We are well and truly into a new year, which is a downer on a few fronts. All the holiday vacation time is burned away, which means we will be forced to go to work in this shitty weather (it is currently eight balmy degrees outside the Crisis On Infinite Midlives Home Office, and that’s degrees Fahrenheit, not those wussy degrees Centigrade that you whimpering pleaders overseas use to try to convince people you’re not wandering blithely through simple sweater weather). And further, it means that the Big Two are gonna start announcing their big summer crossover events.

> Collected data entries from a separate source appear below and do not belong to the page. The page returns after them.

PR #14094, opened 2025-08-04
[Bug #21528] Always produce strings with valid encoding when truncating syntax errors

Earlopain:
https://bugs.ruby-lang.org/issues/21528

### DIFF
--- a/prism_compile.c
+++ b/prism_compile.c
@@ -10706,6 +10706,21 @@ pm_parse_errors_format_line(const pm_parser_t *parser, const pm_newline_list_t *
         start += column_start;
     }
 
+    // Take care to not produce a string that is invalid in its encoding.
+    if (truncate_end) {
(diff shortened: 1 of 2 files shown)


prism_compile.c
```diff
@@ -10706,6 +10706,21 @@ pm_parse_errors_format_line(const pm_parser_t *parser, const pm_newline_list_t *
...
+        while (end_adjusted < end) {
+            const size_t next_width = pm_encoding_utf_8_char_width(end_adjusted, 4);
+            // We should only get here with valid utf-8
+            RUBY_ASSERT(next_width > 0);
+
+            if (end_adjusted + next_width > end) {
+                end = end_adjusted;
+            }
+            end_adjusted += next_width;
+        }
```
nobu, line 10721: Doesn't prism/encoding.c provide something similar to `rb_enc_left_char_head`?

PR #14095, opened 2025-08-04
Struct: keep direct reference to IMEMO/fields when space allows

etiennebarrie:


byroot:
Superseeded by: https://github.com/ruby/ruby/pull/14129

And, since we have been publishing over the last two and a half years or so, this has not necessarily been great news. Just in the last year, we have been hyped for, and then had to all but suffer through, Age of Ultron and Infinity from Marvel and The Trinity War and Forever Evil from DC, and they have not particularly grabbed us when they weren’t busy actively irritating us with arbitrary epic plots that often seemed more interested in involving everyone in the universe than making it clear why we should give a fuck about anyone involved (With God as my witness, I began pulling for Thanos about 2/3rds of the way through Infinity because at least I knew what he was trying to accomplish and why).
So I have been waiting without any particular enthusiasm to start hearing announcements about the upcoming big events that will change everything… so imagine my surprise when I heard about Marvel’s first big plans for 2014, and actually got a little excited, in spite of myself. Because while yes, the upcoming Original Sin four-month event involves a huge cast and some cosmic elements, at its heart, it’s a simple murder mystery.
A simple murder mystery written by Jason Aaron, who has been writing some of the most fun and character-driven books at Marvel over the last couple of years, and drawn by Mike Deodato, Jr., who is one of my favorite artists working for Marvel today.
From USA Today:
When the all-seeing, all-knowing Uatu the Watcher is found dead in his lunar lair, the Avengers and the rest of Earth’s superheroes scramble to keep their deepest and darkest secrets from being revealed, in Marvel Comics’ annual major crossover event Original Sin, launching in May.
“It’s all the skeletons, all the dark things that you never know, all the interesting and intriguing information — not all of it even bad,” says Marvel executive editor Tom Brevoort. “And it will all expand out into dozens of stories that will cut to the core of who these characters are.”
Apparently Marvel’s heroes will be breaking up into two teams, with Nick Fury, Captain America, Iron Man and Thor on one side and Black Panther, Ant-Man, Emma Frost, Doctor Strange and The Punisher (One of these things is not like the other…) on the other, trying to hunt down The Watcher’s… records? Database? iPad? I don’t know, but apparently Uatu has been saving his personal shit unencrypted, which means it’s only a matter of time before his stuff gets leaked by Edward Snowden.
But most encouraging to me is that, while there are a lot of players to be involved in this storyline, it is not gonna be some huge-scale battle to show off how intricate a plot one can come up with ready access to Adderall:
Whereas last year’s Infinity main event was galactic in scale, “the stakes involved in Original Sin are much more personally involved,” Brevoort says. “It’s all the characters having to deal with something that really throws their whole world for a loop in a very cutting-close-to-the-heart way.”
Okay, so here’s why I’m actually looking forward to this one: Jason Aaron has spent a while, since the age of the Marvel Architects quietly came to a close last year when Ed Brubaker left Marvel to work on creator-owned stuff and the phrase “Architects” quietly began dropping out of Marvel press releases, working on books with big casts like Wolverine And The X-Men while never letting the plots become more important than the characters. Aaron’s run on The Incredible Hulk in 2012 was giant, balls-out fun, and his work on Punisher: Max after Garth Ennis left shows that he can write the hell out of that character.
Further, this is, at first glance, a simple story. After a couple of years of trying to parse time travel and intergalactic politics and detailed interstellar military strategy on multiple fronts, Original Sin sounds like a story about people. The motivation of “I want to keep my secrets” is a powerful one for getting into a person’s head and seeing how they look when they feel internally put up against the wall. And seeing four or five people trying desperately to keep their secrets will always be more entertaining than any number of spaceships blowing each other up for the greater glory of some ancillary character we don’t know, or because some artist really wants to draw a widescreen spaceship fight.
Not that I would necessarily mind that with Mike Deodato, Jr. drawing the thing. Deodato’s work on Brian Michael Bendis’s version of The New Avengers was some of my favorite art of the past few years: highly detailed and realistic with excellent, dynamic action. So it’s gonna be nice to see him on this, as opposed to on the current New Avengers, when more often than not he is asked to illustrate the dynamic fluidity of Reed Richards and Tony Stark arguing at each other across a table.